Material supplied –
=====

PR #2487, opened 2026-07-24
fix spans' durations underflowing

faucct:
## What was changed
Started using Worker's clock not only for Spans' finishes, but also for starts.

## Why?
I've noticed that using the Temporal Server clock makes the durations underflow sometime.

## Checklist

2. How was this tested:
Unit testing

3. Any docs updates needed?
Not really

### DIFF
--- a/CHANGELOG.md
+++ b/CHANGELOG.md
@@ -40,6 +40,8 @@ to docs, or any other relevant information.
 ### Fixed
 
 - Allow query results to use external storage before payload size enforcement.
+- Use the worker clock for `RunWorkflow` and `RunActivity` tracing span start times to avoid negative
+  durations when the server clock is ahead of the worker clock.
 - Correct schedule catch-up window documentation to state that an unset value is omitted and the
   server applies its one-year default.
 - Resource-based tuner: `ReserveSlot` now honors context cancellation while the resource controller is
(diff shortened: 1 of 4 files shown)


yuandrew:
Thanks for the contribution, is this related to a problem you're hitting? TracerStartSpanOptions.Time is public and currently documented to use WorkflowStartTime and StartedTime, so changing it affects both built-in and custom tracer implementations. I’d like to understand the scope before changing this behavior for downstream users.

faucct:
Yes, I’ve noticed it in our installation of temporal.

yuandrew:
We generally don't want to change this behavior without tying it to a concrete user-visible problem, so it would help to have the tracer being used and an example of the invalid timestamps.

Even so, we can't take the current solution as written. `RunWorkflow` is a logical span for the entire Workflow Execution, and it can be recreated when the workflow is replayed after cache eviction or on another worker. `WorkflowStartTime` is stable across those replays, and the deterministic `IdempotencyKey` allows tracer implementations to treat them as the same span. Replacing that with `time.Now()` means the same logical span can receive a different start time on every replay, potentially after child spans have already ocurred, and its duration no longer represents the workflow's lifetime. The added test only exercises a single-task workflow, so it does not catch this.

We'd need a solution that addresses the clock-skew problem while preserving a replay-stable `RunWorkflow` start time. `RunActivity` may also need to be considered separately rather than changing both operations together.

Please start with opening a GitHub issue to track the user-visible problem, and we can iterate on a solution.

Issue #2064, opened 2025-10-02
Allow heartbeats after Activity cancellation


ntaylorkhan:
**Is your feature request related to a problem? Please describe.**
You cannot ignore cancellation on Activities in the Go SDK. Other SDK's do not have this issue and you can already do this in Workflow via `worklow.GetDisconnectedContext`

**Describe the solution you'd like**
Allow heartbeats after cancellation.

**Describe alternatives you've considered**
None.

**Additional context**
n/a

cretz:
Note, this is similar to #1574 but this isn't even a new context, this is a desire to be able to heartbeat even if server has requested cancellation, which we should support. (cancellation is a request, it does not have to be honored)

PR #2492, opened 2026-07-24
Use last non-canceled context for batched heartbeats

### LINKED ISSUE #1574: Batched heartbeat got canceled due to caller context cancellation
## Expected Behavior
Say I have the following activity code
```
func (a *Activities) MyActivity(ctx) (out, error)(
  g, gctx := errgroup.WithContext(ctx)
  g.SetLimit(4)
  for _, batch := range batches {
    batch := batch
    g.Go(func() error {
      activity.RecordHeartbeat(gctx)
      // Goroutine logic
    })
  }
  if err := g.Wait(); err != nil {
    return nil, err
  }

  for _, item := range array {
    activity.RecordHeartbeat(ctx)
    // Additional logic
  }
}
```
I expect heartbeat to get sent out to the server and my activity to NOT time out

## Actual Behavior
Activity timed out with `activity Heartbeat timeout`

This is because `g.Wait()` cancels `gctx` but `gctx` is still referenced in SDK `Heartbeat` function's goroutine https://github.com/temporalio/sdk-go/blob/master/internal/internal_task_handlers.go#L2031. Due to the batch heartbeat logic, `gctx` was used after `g.Wait()` had finished in my code and caused a `context canceled` error when making the call to the server

I could change `activity.RecordHeartbeat(gctx)` to `activity.RecordHeartbeat(ctx)` but wonder if SDK can avoid this pitfall by using context.Background()

  1.
  1.
  1.

## Specifications

  - Version: go.temporal.io/sdk v1.27.0
  - Platform: Linux

imkp1:
## What was changed

`temporalInvoker` now tracks the most recent context passed to `Heartbeat` that
was not already canceled, and the batching goroutine uses that context to flush
buffered heartbeat details instead of the context that opened the batch window.

Also documents the cancellation behavior on `activity.RecordHeartbeat` and
`internal.RecordActivityHeartbeat`.

## Why?

Heartbeats are throttled. The first call in a window sends an RPC and starts a
timer; later calls only record details. When the timer fires, the goroutine sent
the buffered details using the context captured when the window opened. If the
caller had canceled that context by then, the send failed with `context
canceled` and the activity timed out with `activity Heartbeat timeout` even
though it was alive and heartbeating with a live context.

The reported case passes an `errgroup` context to `RecordHeartbeat` from the
group's goroutines. `g.Wait()` cancels it, but the activity keeps running and
keeps heartbeating with its own context. The buffered send still used the dead
`errgroup` context.

This follows the direction in the issue thread: clarify the documentation, and
use the last non-canceled context when `RecordHeartbeat` is called with more
than one.

### Design notes

- The new `lastHeartbeatCtx` field is guarded by the struct's existing embedded
  mutex, in the same critical section that already reads `lastDetailsToReport`.
  No new lock and no new lock ordering.
- Only the `ServiceInvoker.Heartbeat` entry point records a context. The
  batching goroutine calls an unexported `heartbeat` that shares the body but
  does not record, so a context derived for a flush is never itself recorded.
- The acknowledged lock-release race TODO in the batching goroutine is left
  as-is. The new field is read in the same critical section as
  `lastDetailsToReport`, so that race is neither widened nor narrowed.

### One decision worth a maintainer call

If every context the caller supplied has been canceled by the time the window
closes, the flush uses `context.WithoutCancel` of the most recent one rather
than giving up. This is not `context.Background()`: it keeps the activity
context values the heartbeat path needs (activity logger, data converter,
payload visitor, propagated headers) and only drops the cancellation.
`internalHeartBeat` still bounds the RPC with its own timeout, and the batching
goroutine already returns on `closeCh`, so a heartbeat is only ever sent while
the activity is still running. Cancellation of a context a caller passed says
nothing about whether the activity is alive, which is the whole point of the
reported bug.

If you would rather the SDK drop the heartbeat in that case, the `default` arm
of `reportContextLocked` is the only thing to change and the primary behavior
stays intact.

## Checklist

1. Closes #1574

2. How was this tested:

Two new cases in `internal/activity_test.go`, both following the existing
`activityTestSuite` and gomock pattern with no fixed sleeps. They close the
batch window through `workerStopChannel` rather than waiting on the throttle
timer, and assert on `ctx.Err()` seen by the flush RPC.

- `TestActivityHeartbeat_BatchFlushUsesLastNonCanceledContext` reproduces the
  issue: open the window with a child context, buffer through it, cancel it,
  then heartbeat with the still-live parent.
- `TestActivityHeartbeat_BatchFlushWithAllContextsCanceled` covers the fallback.

Both fail on `main` with `context canceled` and pass with this change. Also ran
`go run . check` and the full `go.temporal.io/sdk/internal` package with `-race`.

3. Any docs updates needed?

Included. The doc comments on `activity.RecordHeartbeat` and
`internal.RecordActivityHeartbeat` now state that heartbeats are throttled and
what happens when the calling context is canceled. `CHANGELOG.md` has an entry
under `### Fixed`.

---
🤖 Opened with [Superhuman](https://github.com/gaurav0107/superhuman), an open-source contribution agent.

### DIFF
--- a/CHANGELOG.md
+++ b/CHANGELOG.md
@@ -39,6 +39,11 @@ to docs, or any other relevant information.
 
 ### Fixed
 
+- `activity.RecordHeartbeat` no longer loses a throttled heartbeat when the context it was called
+  with is canceled before the throttling window closes. The deferred send now uses the most recent
+  context passed to `RecordHeartbeat` that was not canceled. This fixes activities that heartbeat
+  from a short-lived context, such as one from `errgroup.WithContext`, timing out with
+  `activity Heartbeat timeout`.
 - Allow query results to use external storage before payload size enforcement.
 - Correct schedule catch-up window documentation to state that an unset value is omitted and the
   server applies its one-year default.
--- a/activity/activity.go
+++ b/activity/activity.go
@@ -72,6 +72,14 @@ func GetMetricsHandler(ctx context.Context) metrics.Handler {
 // details - The details that you provide here can be seen in the workflow when it receives TimeoutError. You
 // can check error with TimeoutType()/Details().
 //
+// Heartbeats are throttled, so a call does not always send a request to the server. A call made
+// inside a throttling window records the details and the SDK sends them when the window closes.
+// Cancelling ctx does not cancel a heartbeat that is already recorded: the deferred send uses the
+// most recent context passed to RecordHeartbeat that was not cancelled, so passing a short-lived
+// context, such as a context from [golang.org/x/sync/errgroup.WithContext], does not drop progress
+// recorded through it. If every context passed has been cancelled by the time the window closes,
+// the SDK still sends the heartbeat using the values from the most recent one.
+//
 // Note: If using asynchronous activity completion,
 // after returning [ErrResultPending] users should heartbeat with [go.temporal.io/sdk/client.Client.RecordActivityHeartbeat]
 func RecordHeartbeat(ctx context.Context, details ...interface{}) {
--- a/activity/activity.go
+++ b/activity/activity.go
@@ -75,9 +75,9 @@ func GetMetricsHandler(ctx context.Context) metrics.Handler {
 // Heartbeats are throttled, so a call does not always send a request to the server. A call made
 // inside a throttling window records the details and the SDK sends them when the window closes.
 // Cancelling ctx does not cancel a heartbeat that is already recorded: the deferred send uses the
-// most recent context passed to RecordHeartbeat that was not cancelled, so passing a short-lived
+// most recent context passed to RecordHeartbeat that was not canceled, so passing a short-lived
 // context, such as a context from [golang.org/x/sync/errgroup.WithContext], does not drop progress
-// recorded through it. If every context passed has been cancelled by the time the window closes,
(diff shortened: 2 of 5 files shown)


imkp1:
One design point worth surfacing, since it is the part of this change not directly covered by the guidance in the issue.

When the batch window closes, this uses the most recent context that was not canceled. If every context passed to `RecordHeartbeat` has been canceled by then, it falls back to `context.WithoutCancel` of the most recent one rather than dropping the heartbeat. That keeps the logger, data converter, and headers, and `internalHeartBeat` still bounds the RPC with its own timeout. The batching goroutine already returns on `closeCh`, so a flush only happens while the activity is alive.

This seemed consistent with the behavior documented for #2064 in temporalio/documentation#3970, which states the heartbeat is still sent even when the context is canceled. Cancellation of a context the caller passed does not by itself mean the activity has stopped.

It does not change what callers see. The direct path still passes the caller's context to `internalHeartBeat`, so a heartbeat on a canceled context still returns `context canceled`. Only the deferred batched send uses the derived context, and its error was already discarded.

Happy to drop the fallback and skip the flush instead if you would rather not send on a fully canceled context. It is isolated in `reportContextLocked` and reverting is a two line change.

CI has not run yet. The workflows need maintainer approval since this is my first contribution here.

=====

What is expected – In the data above, find each line that has the word "lived" and copy it out.

Answer to this task –
+  from a short-lived context, such as one from `errgroup.WithContext`, timing out with
+// most recent context passed to RecordHeartbeat that was not cancelled, so passing a short-lived
-// most recent context passed to RecordHeartbeat that was not cancelled, so passing a short-lived
+// most recent context passed to RecordHeartbeat that was not canceled, so passing a short-lived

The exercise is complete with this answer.